Most of the time was spent on the current steering DAC and opamps (used in the low pass filter and the drivers). The customer wanted at least 50db of output fidelity so that translated back into quantization noise and DAC resolution/accuracy. The rest of the time was spent making sure that spice converged :-) No, it wasn't that bad but we did have clunky tools - making sure we actually knew how spice worked. I could design and simulate the individual blocks well but spice used to choke when doing a full chip simulation (remember everything including the memory block was in schematic form). Then you needed multiple cycles to actually do an FFT and make sure your fidelity is not broken. Ugh!

It took me about 5 months of design and layout supervision to get it to fab. I was proud of being the sole designer on it. In hindsight I can now appreciate how much EDA tools have helped increase productivity and made possible much more complicated ICs. AMS, verilogA, database sharing - some of my favourites. More of these in a late blog.

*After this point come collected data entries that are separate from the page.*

PR #362, opened 2020-04-13
Delete model bug

### LINKED ISSUE #361: Delete model bug
When trying to delete a model the delete dialog box comes up multiple times( no. of models times ) when clicked once . Example : 
bug2

Expected behaviour : The box should come only once when clicked once .

leoarc:
Fixes #361 
It was caused as all the ``` delete model ``` buttons were being assigned the same id . So when one was clicked all of them were triggered. 

This PR also makes the ``` check duplicate name ``` feature compatible with the ``` delete ``` feature . Earlier even after deleting the model, that name couldn't be used again. Now it when the model is deleted the name is also deleted and can be reused .

### DIFF
--- a/apps/model/model.js
+++ b/apps/model/model.js
@@ -792,7 +792,7 @@ async function showInfo() {
             'id=removeModel'+ modelCount+' type="button"><i class="material-icons"'+
             'style="font-size:16px;">delete_forever</i>Remove Model</button>';
             td = row.insertCell();
-            td.innerHTML = '<button class="btn btn-primary btn-xs my-xs-btn" '+
+            td.innerHTML = '<button class="btn-change" '+
             'id=chngClassListBtn'+ modelCount+' type="button"><i class="material-icons"' +
             'style="font-size:16px;">edit</i>  Edit Classes</button>';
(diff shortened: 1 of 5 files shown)


birm:
Would you mind applying the same fix to chngClassListBtn?

leoarc:
My bad , I should have done that already.

apps/model/model.js
```diff
@@ -806,17 +788,18 @@ async function showInfo() {
...
             'style="font-size:16px;">edit</i>  Edit Classes</button>';
-            document.getElementById('removeModel').addEventListener('click', () => {
+            document.getElementById('removeModel'+modelCount).addEventListener('click', () => {
               deleteModel(name);
             });
-            document.getElementById('chngClassListBtn').addEventListener('click', () => {
+            modelCount+=1;
+            document.getElementById('chngClassListBtn'+modelCount).addEventListener('click', () => {
               showNewClassInput(name);
             });
```
birm, line 804: A little issue, but I think swapping these lines will resolve it.
```suggestion
            document.getElementById('chngClassListBtn'+modelCount).addEventListener('click', () => {
              showNewClassInput(name);
            });
            modelCount+=1;
```

PR #365, opened 2020-04-14
Implementation of Rotation Bar

Hemansh31:
This is an **initial implementation** of the rotation bar of OpenSeadragon instance.
caMicroscope (1)
**Current Behaviour**
Currently rotation is enabled only if none of the tools ( measurement tool, draw annotations etc. ) are not selected.
Upon selecting any tool rotation is disabled and image angle is set to 0 degrees again.
This is done because there are issues with the tools when image is rotated.
Maybe we can open separate issues for resolving these problems.

### DIFF
--- a/apps/viewer/uicallbacks.js
+++ b/apps/viewer/uicallbacks.js
@@ -326,6 +326,7 @@ function presetLabelOn(label) {
     label.color;
   // close layers menu
   $UI.layersSideMenu.close();
+  rotationOff();
 }
 
 function presetLabelOff() {
@@ -348,6 +349,7 @@ function presetLabelOff() {
       '';
     $CAMIC.status = null;
   }
+  rotationOn();
 }
 
 function toolsOff() {
@@ -419,6 +421,7 @@ function annotationOn(state, target) {
   const input = $UI.annotOptPanel._form_.querySelector('#name');
   input.focus();
   input.select();
+  rotationOff();
 }
 
 function annotationOff() {
@@ -438,6 +441,7 @@ function annotationOff() {
     toggleOffDrawBtns();
     $CAMIC.status = null;
   }
+  rotationOn();
 }
 
 function toggleOffDrawBtns() {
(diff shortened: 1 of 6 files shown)


cjchirag7:
@Hemansh31 , it appears to be a cool feature !
I would like to suggest some improvements / bug fixes :
- The 'share view' tool  is not storing the rotation currently (Although it stores the zoom value). So, it can be modified such that it also stores the rotation value
- After creating an annotation, even when no tool is selected, the rotation is disabled. Even after hiding all the annotations, the rotation is still disabled. This can be fixed.
rotation-annotation-bug

- In side by side viewer  , the rotation works for only the right image, it doesn't have any effect on the left image.

Hemansh31:
@cjchirag7 Thanks for the suggestions, I will implement it ASAP.

cjchirag7:
@Hemansh31 , also I noticed one thing in the side viewer. If we open side viewer with some initial rotation value, then movement of both the images occur in entirely different frames. 
We expect that the movement should occur in sync, in the view of the user.

Peek 2020-04-14 18-11

Hemansh31:
@cjchirag7 as I have mentioned in the earlier comments, I haven't synced the rotation and it's behaviour with different tools. I will implement them subsequently.

Hemansh31:
@birm Please Review....

birm:
I'm not entirely sure it makes sense to have a viewer function that doesn't work with annotations/heatmaps yet. @nanli-emory your thoughts?

Hemansh31:
@birm I think we can open separate issues for syncing the annotations, heatmaps with the rotation, but this can be a starting point to build upon. Maybe we can develop on a different branch until everything is synced.

nanli-emory:
You have got a point. @birm Could you create a new branch for `rotation`? @Hemansh31 Please develop it on a different branch. We can merge it back when everything is done. :grin::grin::grin:

birm:
Ok, I've created `feature-rotate` for that purpose.

PR #367, opened 2020-04-15
Slide name change functionality  &  direct slide delete in No-Security Mode

akhil-rana:
Slide name can be updated by the user who have the proper permissions.
ezgif-2-43ced679a2b2


akhil-rana:
The delete functionality is now checked using the `user permissions` rather than `userType`, so slide deletion can now be directly done if security is turned off. 
Also, for user who can delete directly, 'delete' text inside the button is replaced by only the icon, like before.

PR #372, opened 2020-04-16
Re-initialize slides table on slide name change and show popup when successful

### LINKED ISSUE #373: Slide name not updating in the table when the update is successful [BUG]
**Describe the bug**
When user updates the name of a slide, the slide name doesn't change until he reloads the page. This can be improved to automatically update the name.

**To Reproduce**
1. Go to the slides page
2. Click on the pencil icon, which appears when you hover over any of the slide names 
3. Click OK on alert showing successful update of file name.
4. Observe that slide name doesn't change
5. Reload the page to observe the change in the slide name.

**Screencast**
bug

**Expected behavior**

All the functionality and specification was met. However, one of the clock outputs (used only for debug/test) was showing a voltage swing between 5 and .5V (instead of 5 and 0). After beating down on the board designer and finding no leakage paths, I went back to my schematics and layout. To make a long story short, turns out one of the nmos transistors was not connected to ground but to the substrate which ultimately got connected to ground (but via a high Impedence path).

I miss the simplicity of being sole designer on an IC but I don't miss the EDA tools of that time.

The Power of Simplicity

One of the first projects I did straight out of school did not make sense to me.

I and another RCG (recent college graduate) were told to build a 6MHz video filter in .6u BiCMOS process. Our manager came up with a simple scheme of sallen key biaquads and used a simple bipolar source follower as the opamp. (well there was some local feedback but lets not get there) We protested - we wanted to build a fancy schmancy folded fully-differential cascode opamp. Our manager stood firm. The product was supposed to cost only 60c and replace the present solution of using discrete Ls and Cs by our customers. Apparently these customers all used custom solutions with discrete bulky components and we were going to "IC" it.

So we built this simple video filter family (there were multiple bandwidths for the different standards - NTSC and also different gain values etc) which consisted of 6th order filter made up of biquads. It had 2 trim steps for Bandgap reference and temco and some cool equalizer with a nice BiCMOS video driver. We did such a great job that the part worked first time met all specs and sampled to customers ahead of time. Turns out that simple IC sold more than 15mil units in the first year of its introduction.

Interestingly, another engineer was given the task of building a filter family with tighter specs - ladder filters, fully differential configuration and 5 trim steps. The firm thought that they good enter the professional video market as well. Turns out neither the value proposition nor the costing worked out so this complicated product never made it big.

Two lessons
a) The power of integrated circuit comes from ability to replace discrete bulky components with a clear value proposition.
b) KISS. Doesn't have to be cutting edge but has to have a clear value proposition for the customer. Lets see how a DSP person responds to this comment

Footnote: The product won best product award at EEDN in 1996.